**What the task requires:**
Output every line from the beginning of the records through the line that contains "## Bug Description", exactly as it appears.

Data for review START

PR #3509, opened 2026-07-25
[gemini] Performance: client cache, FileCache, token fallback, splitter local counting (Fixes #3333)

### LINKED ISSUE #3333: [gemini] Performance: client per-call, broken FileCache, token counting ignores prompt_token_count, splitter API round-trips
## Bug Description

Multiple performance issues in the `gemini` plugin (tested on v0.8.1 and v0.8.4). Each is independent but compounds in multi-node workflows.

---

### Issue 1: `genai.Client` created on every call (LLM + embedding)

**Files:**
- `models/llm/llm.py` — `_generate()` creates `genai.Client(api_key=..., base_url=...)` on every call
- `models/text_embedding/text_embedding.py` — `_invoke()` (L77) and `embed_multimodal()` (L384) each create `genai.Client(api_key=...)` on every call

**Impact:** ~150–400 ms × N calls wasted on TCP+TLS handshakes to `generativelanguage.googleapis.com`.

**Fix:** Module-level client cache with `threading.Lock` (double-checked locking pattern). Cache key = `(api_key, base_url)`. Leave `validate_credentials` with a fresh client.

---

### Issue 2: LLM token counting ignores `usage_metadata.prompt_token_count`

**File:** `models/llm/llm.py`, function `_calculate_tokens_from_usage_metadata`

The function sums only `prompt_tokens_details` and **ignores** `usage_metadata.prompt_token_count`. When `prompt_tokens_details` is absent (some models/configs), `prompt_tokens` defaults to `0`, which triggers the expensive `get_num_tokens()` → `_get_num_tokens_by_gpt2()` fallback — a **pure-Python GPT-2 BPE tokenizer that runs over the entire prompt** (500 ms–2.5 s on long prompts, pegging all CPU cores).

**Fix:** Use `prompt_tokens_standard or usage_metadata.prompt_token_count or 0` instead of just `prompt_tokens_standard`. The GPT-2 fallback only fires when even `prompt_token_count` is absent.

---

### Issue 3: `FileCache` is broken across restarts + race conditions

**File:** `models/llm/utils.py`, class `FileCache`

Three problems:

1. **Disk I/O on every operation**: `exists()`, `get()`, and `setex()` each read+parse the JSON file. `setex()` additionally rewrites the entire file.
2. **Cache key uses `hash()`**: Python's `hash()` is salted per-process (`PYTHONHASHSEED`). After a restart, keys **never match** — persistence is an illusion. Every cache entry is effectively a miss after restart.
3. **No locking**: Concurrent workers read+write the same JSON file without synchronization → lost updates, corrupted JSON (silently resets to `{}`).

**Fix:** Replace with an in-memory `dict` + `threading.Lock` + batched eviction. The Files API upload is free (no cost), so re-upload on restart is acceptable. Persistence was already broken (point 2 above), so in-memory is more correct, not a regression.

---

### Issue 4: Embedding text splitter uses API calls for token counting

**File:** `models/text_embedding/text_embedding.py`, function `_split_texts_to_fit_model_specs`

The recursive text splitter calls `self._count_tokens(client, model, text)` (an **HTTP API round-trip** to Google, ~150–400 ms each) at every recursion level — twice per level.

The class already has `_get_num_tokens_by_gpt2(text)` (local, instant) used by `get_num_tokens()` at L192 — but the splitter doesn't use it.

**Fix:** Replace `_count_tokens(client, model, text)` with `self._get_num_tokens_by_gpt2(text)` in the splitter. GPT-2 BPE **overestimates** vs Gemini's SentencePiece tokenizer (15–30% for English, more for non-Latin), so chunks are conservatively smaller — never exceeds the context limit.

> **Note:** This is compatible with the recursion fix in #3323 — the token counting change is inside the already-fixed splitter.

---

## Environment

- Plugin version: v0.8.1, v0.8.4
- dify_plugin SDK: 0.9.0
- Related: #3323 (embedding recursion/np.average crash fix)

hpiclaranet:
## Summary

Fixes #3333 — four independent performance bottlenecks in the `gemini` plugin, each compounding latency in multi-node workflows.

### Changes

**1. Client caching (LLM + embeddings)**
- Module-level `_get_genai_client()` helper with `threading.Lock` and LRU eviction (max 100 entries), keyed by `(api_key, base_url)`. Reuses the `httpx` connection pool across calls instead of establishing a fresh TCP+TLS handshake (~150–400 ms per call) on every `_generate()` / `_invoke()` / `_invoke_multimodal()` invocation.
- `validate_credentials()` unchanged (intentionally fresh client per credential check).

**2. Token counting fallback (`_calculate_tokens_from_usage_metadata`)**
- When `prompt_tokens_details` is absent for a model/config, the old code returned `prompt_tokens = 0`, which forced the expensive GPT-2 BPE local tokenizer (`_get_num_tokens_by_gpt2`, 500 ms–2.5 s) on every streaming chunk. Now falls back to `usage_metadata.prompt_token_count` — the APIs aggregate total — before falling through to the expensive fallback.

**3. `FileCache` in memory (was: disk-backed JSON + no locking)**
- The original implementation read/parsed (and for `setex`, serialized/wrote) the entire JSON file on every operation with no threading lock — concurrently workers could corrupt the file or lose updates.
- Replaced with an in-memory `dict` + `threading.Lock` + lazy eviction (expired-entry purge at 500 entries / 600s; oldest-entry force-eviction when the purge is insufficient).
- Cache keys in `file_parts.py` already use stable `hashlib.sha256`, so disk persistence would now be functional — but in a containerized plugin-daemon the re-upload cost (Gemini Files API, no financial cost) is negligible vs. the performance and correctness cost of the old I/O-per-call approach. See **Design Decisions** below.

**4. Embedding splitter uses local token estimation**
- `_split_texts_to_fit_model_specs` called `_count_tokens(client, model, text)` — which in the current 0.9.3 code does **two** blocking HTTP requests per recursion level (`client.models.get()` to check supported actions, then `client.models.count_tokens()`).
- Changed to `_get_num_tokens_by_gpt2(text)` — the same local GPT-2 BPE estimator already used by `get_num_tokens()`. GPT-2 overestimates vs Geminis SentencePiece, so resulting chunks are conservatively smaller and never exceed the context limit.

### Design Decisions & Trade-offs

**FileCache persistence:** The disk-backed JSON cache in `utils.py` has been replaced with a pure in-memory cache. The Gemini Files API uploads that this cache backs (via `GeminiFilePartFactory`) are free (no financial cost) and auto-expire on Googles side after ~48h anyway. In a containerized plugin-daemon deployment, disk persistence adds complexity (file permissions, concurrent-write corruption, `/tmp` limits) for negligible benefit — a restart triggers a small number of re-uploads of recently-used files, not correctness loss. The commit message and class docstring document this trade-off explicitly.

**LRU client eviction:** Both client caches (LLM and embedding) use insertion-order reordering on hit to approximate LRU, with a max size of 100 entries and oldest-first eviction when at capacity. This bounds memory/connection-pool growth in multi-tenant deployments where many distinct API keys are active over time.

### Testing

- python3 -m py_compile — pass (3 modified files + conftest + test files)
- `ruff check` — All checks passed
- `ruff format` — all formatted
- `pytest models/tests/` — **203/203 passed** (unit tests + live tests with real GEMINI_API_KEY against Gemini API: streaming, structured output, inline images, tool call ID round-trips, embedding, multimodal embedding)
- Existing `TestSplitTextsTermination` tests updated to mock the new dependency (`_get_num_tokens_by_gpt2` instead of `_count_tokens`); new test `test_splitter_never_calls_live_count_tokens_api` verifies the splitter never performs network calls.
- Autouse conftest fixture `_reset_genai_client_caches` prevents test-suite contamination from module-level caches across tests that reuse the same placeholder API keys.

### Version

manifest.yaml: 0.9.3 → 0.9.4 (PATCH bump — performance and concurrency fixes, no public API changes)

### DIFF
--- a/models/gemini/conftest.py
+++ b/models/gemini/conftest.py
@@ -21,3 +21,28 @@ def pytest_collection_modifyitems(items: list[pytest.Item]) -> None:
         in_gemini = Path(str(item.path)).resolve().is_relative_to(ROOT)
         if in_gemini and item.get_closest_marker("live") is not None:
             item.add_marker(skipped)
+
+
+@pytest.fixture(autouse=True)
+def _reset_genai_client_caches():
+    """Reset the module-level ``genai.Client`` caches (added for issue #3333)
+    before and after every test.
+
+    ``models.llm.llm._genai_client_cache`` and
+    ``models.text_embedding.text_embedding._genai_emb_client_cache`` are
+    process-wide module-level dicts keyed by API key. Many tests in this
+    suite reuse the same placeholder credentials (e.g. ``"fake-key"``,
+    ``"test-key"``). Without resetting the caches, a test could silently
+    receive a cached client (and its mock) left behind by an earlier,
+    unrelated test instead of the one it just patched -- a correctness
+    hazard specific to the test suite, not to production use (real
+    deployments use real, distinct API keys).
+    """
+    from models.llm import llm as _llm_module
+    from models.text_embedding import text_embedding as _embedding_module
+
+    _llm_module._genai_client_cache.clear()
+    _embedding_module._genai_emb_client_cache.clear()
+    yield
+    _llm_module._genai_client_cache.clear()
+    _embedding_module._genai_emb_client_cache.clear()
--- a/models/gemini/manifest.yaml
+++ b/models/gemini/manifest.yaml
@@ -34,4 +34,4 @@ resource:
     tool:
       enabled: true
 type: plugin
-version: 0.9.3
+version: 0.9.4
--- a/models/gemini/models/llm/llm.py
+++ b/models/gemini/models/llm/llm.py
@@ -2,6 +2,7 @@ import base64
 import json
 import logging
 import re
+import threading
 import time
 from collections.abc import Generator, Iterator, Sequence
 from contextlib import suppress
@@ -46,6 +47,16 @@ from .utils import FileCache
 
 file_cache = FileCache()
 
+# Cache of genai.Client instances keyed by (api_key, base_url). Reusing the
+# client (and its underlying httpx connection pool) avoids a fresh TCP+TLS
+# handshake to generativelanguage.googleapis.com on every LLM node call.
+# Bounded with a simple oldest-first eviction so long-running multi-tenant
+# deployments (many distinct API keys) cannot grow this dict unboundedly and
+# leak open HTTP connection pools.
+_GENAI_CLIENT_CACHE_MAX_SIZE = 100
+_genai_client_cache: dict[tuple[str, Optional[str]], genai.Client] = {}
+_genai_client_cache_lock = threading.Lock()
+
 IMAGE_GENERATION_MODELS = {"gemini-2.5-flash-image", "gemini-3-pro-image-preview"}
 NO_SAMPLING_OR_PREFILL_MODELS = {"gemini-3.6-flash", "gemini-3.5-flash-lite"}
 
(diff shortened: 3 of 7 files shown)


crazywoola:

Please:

Data for review END

**Answer for this exercise:**
PR #3509, opened 2026-07-25
[gemini] Performance: client cache, FileCache, token fallback, splitter local counting (Fixes #3333)

### LINKED ISSUE #3333: [gemini] Performance: client per-call, broken FileCache, token counting ignores prompt_token_count, splitter API round-trips
## Bug Description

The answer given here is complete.